Find equation of circle with center at focus of parabola $y^2=8x$ which touches the given parabola.
My attempt :
Focus of the given parabola is $(2,0)$
Therefore, equation of required circle is
$x^2+y^2-4x+k=0\tag1$
On solving the parabola and the above circle simultaneously, we must get the point of tangency.
On substituting $y^2=8x$ in $(1)$ ,
we get $x^2+4x+k=0\tag2$
Now $(2)$ must be a perfect square since the circle touches the parabola. If this equation had $2$ distinct roots, then it would mean that the parabola intersects the circle at two distinct points. For $(2)$ to be a perfect square, $k=4$
Therefore, the required equation of circle is $x^2+y^2-4x+4=0$
The answer given in my textbook is $x^2+y^2-4x=0$. Also, if $k=4$ as I obtained above then $r^2=-8$ since $k= -(r^2+4)$ .

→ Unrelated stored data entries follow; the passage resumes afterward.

PR #4288, opened 2021-01-08
fix: (Core) multi-input and combobox filtering should use startsWith

### LINKED ISSUE #3532: Combobox - filtering options
Enhancement

Currently our combobox search function is using the "contains" method - searches the full label for a match. According to the Fiori 3 specs the default filtering method should be "starts with per term", which matches the beginning of each word in an item's text.Both options should be available for the user. 

To Do:
- implement the functionality
- document it with examples

1day

mikerodonnell89:
fixes #3532 

Updates multi-input and combobox so these components use `startsWith` filtering by default, rather than the previous `includes`.  Also updates docs


Betrozov (approved):

InnaAtanasova (changes requested):
As per Fiori3 the default option should be `startsWith` but we need to keep both options and provide an option to the user to choose which one to use.

apps/docs/src/app/core/component-docs/multi-input/examples/multi-input-filter-example/multi-input-filter-example.component.ts
```diff
@@ -12,6 +12,6 @@ export class MultiInputFilterExampleComponent {
             return content;
         }
         const search = searchTerm.toLocaleLowerCase();
-        return content.filter((item) => item.toLocaleLowerCase().startsWith(search));
+        return content.filter((item) => item.toLocaleLowerCase().includesWith(search));
```
JKMarkowski, line 15: I guess it should be `includes`

JKMarkowski:
@InnaAtanasova 

> As per Fiori3 the default option should be `startsWith` but we need to keep both options and provide an option to the user to choose which one to use.

I think this is what this PR brings, by default it's `startsWith`, but user can change is easily by writing his own compare method.

InnaAtanasova:
> @InnaAtanasova
> 
> > As per Fiori3 the default option should be `startsWith` but we need to keep both options and provide an option to the user to choose which one to use.
> 
> I think this is what this PR brings, by default it's `startsWith`, but user can change is easily by writing his own compare method.

If I remember correctly from the discussion we agreed to provide both options where the second option is given by a parameter. All other possible options can be implemented by the user.

InnaAtanasova (approved):

JKMarkowski (approved):

Issue #4230, opened 2021-01-04
Bug: Core Input Group can edit input in disabled state


kavya-b:
#### Is this a bug, enhancement, or feature request?
bug
#### Briefly describe your proposal.
In disabled state, one can tab into the input and edit it.

#### Which versions of Angular and Fundamental Library for Angular are affected? (If this is a feature request, use current version.)
latest v0.26.0-rc.28
#### If this is a bug, please provide steps for reproducing it.
1. Go to https://fundamental-ngx.netlify.app/#/core/inputGroup
2. Go to example `Input Group Search Component Within Angular Reactive Forms` and tab into the input
3. Observe that one can write into it.
<img width="435" alt="Screenshot 2021-01-04 at 4 45 37 PM" src="https://user-images.githubusercontent.com/53509521/103530088-d8964400-4eac-11eb-979c-de59d95efca7.png">

PR #4292, opened 2021-01-08
fix: (Core) InputGroup editing text in disabled state

olshansky:
Closes: https://github.com/SAP/fundamental-ngx/issues/4230

Documentation checklist:
- [n/a] update `README.md`
- [x] Documentation Examples

### DIFF
--- a/libs/core/src/lib/input-group/input-group.component.html
+++ b/libs/core/src/lib/input-group/input-group.component.html
@@ -35,6 +35,7 @@
                 [attr.aria-expanded]="isExpanded"
                 [attr.aria-label]="glyphAriaLabel"
                 [attr.aria-controls]="input"
+                [disabled]="disabled"
                 (mousedown)="preventFocus($event)"
                 (click)="buttonClicked($event)"
             >
@@ -63,6 +64,7 @@
         fd-input-group-input
         [compact]="compact"
         [type]="type"
+        [disabled]="disabled"
         *ngIf="!inputElement && !inputTemplate"
         [attr.placeholder]="placeholder"
     />


Betrozov (approved):

kavya-b (approved):

InnaAtanasova (approved):

InnaAtanasova:
Screen Shot 2021-01-08 at 10 54 54 AM

It's not described in the issue this PR is fixing but disabled Input Group Search has 2 other problems:
1. You can still focus it
2. The focus is around the whole element AND on the button. IMO it should not focus the button, only the input and when you tab again the focus should go on the button
Do you know if there's an issue about this?

olshansky:
> It's not described in the issue this PR is fixing but disabled Input Group Search has 2 other problems:
> 
> 1. You can still focus it
> 2. The focus is around the whole element AND on the button. IMO it should not focus the button, only the input and when you tab again the focus should go on the button
>    Do you know if there's an issue about this?

@InnaAtanasova I believe you are right. Fixed

JKMarkowski:
InputGroup/Button are still focusable - also button can be clicked inside. 

Peek 2021-01-11 14-14

olshansky:
> InputGroup/Button are still focusable - also button can be clicked inside. - I see that it's not scope of the issue it fixes, but can you fix it there?

@JKMarkowski button should be just not clickable or not focusable? And should the input be focusable?

JKMarkowski:
> button should be just not clickable or not focusable? And should the input be focusable?

@olshansky I think button shouldn't be focusable/clickable + input shouldn't be focusable as well - like on basic [disabled input](https://fundamental-ngx.netlify.app/#/core/input#reactive-form-input) . @InnaAtanasova What do you think about it?

InnaAtanasova:
> > button should be just not clickable or not focusable? And should the input be focusable?
> 
> @olshansky I think button shouldn't be focusable/clickable + input shouldn't be focusable as well - like on basic [disabled input](https://fundamental-ngx.netlify.app/#/core/input#reactive-form-input) . @InnaAtanasova What do you think about it?

In my opinion neither the input nor the button should be clickable or focusable in disabled state

olshansky:
> > > button should be just not clickable or not focusable? And should the input be focusable?
> > 
> > 
> > @olshansky I think button shouldn't be focusable/clickable + input shouldn't be focusable as well - like on basic [disabled input](https://fundamental-ngx.netlify.app/#/core/input#reactive-form-input) . @InnaAtanasova What do you think about it?
> 
> In my opinion neither the input nor the button should be clickable or focusable in disabled state

But what if the disabled state is the sort of "middle" state? Here is a pretty familiar use-case https://ux.stackexchange.com/questions/103239/should-disabled-elements-be-focusable-for-accessibility-purposes

InnaAtanasova:
> > > > button should be just not clickable or not focusable? And should the input be focusable?
> > > 
> > > 
> > > @olshansky I think button shouldn't be focusable/clickable + input shouldn't be focusable as well - like on basic [disabled input](https://fundamental-ngx.netlify.app/#/core/input#reactive-form-input) . @InnaAtanasova What do you think about it?
> > 
> > 
> > In my opinion neither the input nor the button should be clickable or focusable in disabled state
> 
> @InnaAtanasova @JKMarkowski But what if the disabled state is the sort of "middle" state? Here is a pretty familiar use-case https://ux.stackexchange.com/questions/103239/should-disabled-elements-be-focusable-for-accessibility-purposes

@olshansky the discussion you sent makes sense. I am not an a11y expert and can't comment more on this issue. We wrote and asked for an external opinion and will let you know when we get an answer. In Fundamental-NGX when we have a disabled component/element we don't focus it by TAB, that's how all components are implemented so far.

olshansky:
> @olshansky the discussion you sent makes sense. I am not an a11y expert and can't comment more on this issue. We wrote and asked for an external opinion and will let you know when we get an answer. In Fundamental-NGX when we have a disabled component/element we don't focus it by TAB, that's how all components are implemented so far.

Ok, thank you as usual 😊

JKMarkowski (approved):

Where am I wrong? ( I am not looking for more possible solutions to this questions )
Best Answer
The intersection between parabola and circle consists of two points, having the same $x$. So the argument that the resolvent equation must have a single solution does not work if the unknown is $x$: as a matter of fact, you generally have two solutions for $x$, but one of them must be discarded because negative.
In other words: your approach of making the discriminant of the resolvent quadratic equation to vanish, in order to find tangency, works only if two distinct intersection points have different values of the unknown in the resolvent equation. It works well for a line intersecting a conic, but for two conics it may be ineffective.